前述の具体例のいずれか一つによる液状製剤であって、前記グルカゴン誘導体ペプチドの持続型結合体において前記グルカゴン誘導体ペプチドは、下記一般式2のアミノ酸配列を含むことを特徴とする:
Y-Aib-QGTF-X7-SD-X10-S-X12-Y-L-X15-X16-X17-R-A-X20-X21-F-V-X24-W-L-M-N-T-X30(一般式2、配列番号:47)
前記一般式2において、
X7はトレオニン(T)、バリン(V)又はシステイン(C)であり、
X10はチロシン(Y)又はシステイン(C)であり、
X12はリシン(K)又はシステイン(C)であり、
X15はアスパラギン酸(D)、又はシステイン(C)であり、
X16はグルタミン酸(E)又はセリン(S)であり、
X17はリシン(K)又はアルギニン(R)であり、
X20はグルタミン(Q)又はリシン(K)であり、
X21はアスパラギン酸(D)、又はグルタミン酸(E)であり、
X24はバリン(V)又はグルタミン(Q)であり、
X30はシステイン(C)であるか、又は存在しない
(ただし、前記一般式2のアミノ酸配列が配列番号1及び配列番号12と同一の場合は除く)。

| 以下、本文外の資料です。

PR #43111, opened 2026-05-06
fix(versioning/github-actions): ensure stable sorting for `v` prefix and short versions

viceice:
## Changes
Ensure stable sorting of versions:
- `v6 < v6.0 < v6.0.0`
- `1 < 1.0 < 1.0.0`
- `1.0.0 < v1.0.0`  
- `1 < v1 < 1.0 < v1.0 < 1.0.0 < v1.0.0`

## Context
- https://github.com/renovatebot/osv-offline/pull/1767

## AI assistance disclosure

The public repository: <URL>


lib/modules/versioning/github-actions/index.spec.ts
```diff
@@ -373,17 +373,18 @@ describe('modules/versioning/github-actions/index', () => {
       ${'v1.0.0'}  | ${'v1.0.0'}  | ${0}
       ${'v1.0.0'}  | ${'v1.0.1'}  | ${-1}
       ${'v1.0.1'}  | ${'v1.0.0'}  | ${1}
-      ${'v1.0.0'}  | ${'1.0.0'}   | ${0}
-      ${'1.0.0'}   | ${'v1.0.0'}  | ${0}
+      ${'v1.0.0'}  | ${'1.0.0'}   | ${1}
```
jamietanna, line 376: If we stripped the `v` when we did the compare, would this lead to "flip flopping" between the two? (as you'd hinted at on Slack)

viceice: yes, it then depends on the order of tags returned by the datasource.
if we don't do it we could get updates like this: `1.0.0 > v1.0.1 -> 1.2.0 > ...`

viceice: we only change the sort order, so `v1` is still equal to `1.0.0` and so on.

jamietanna (approved):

前述の具体例のいずれか一つによる液状製剤であって、前記グルカゴン誘導体ペプチドは配列番号:2~45からなる群から選択されるアミノ酸配列を含むことを特徴とする。
前述の具体例のいずれか一つによる液状製剤であって、前記グルカゴン誘導体ペプチドは配列番号:13、15及び36~44からなる群から選択されるアミノ酸配列を含むことを特徴とする。
前述の具体例のいずれか一つによる液状製剤であって、前記グルカゴン誘導体ペプチドは配列番号:37のアミノ酸配列を含むことを特徴とする。
前述の具体例のいずれか一つによる液状製剤であって、前記グルカゴン誘導体ペプチドは、天然型グルカゴンのpIである6.8とは異なるpI、例えば、pI 6.5以下又はpI 7.0以上であることを特徴とする。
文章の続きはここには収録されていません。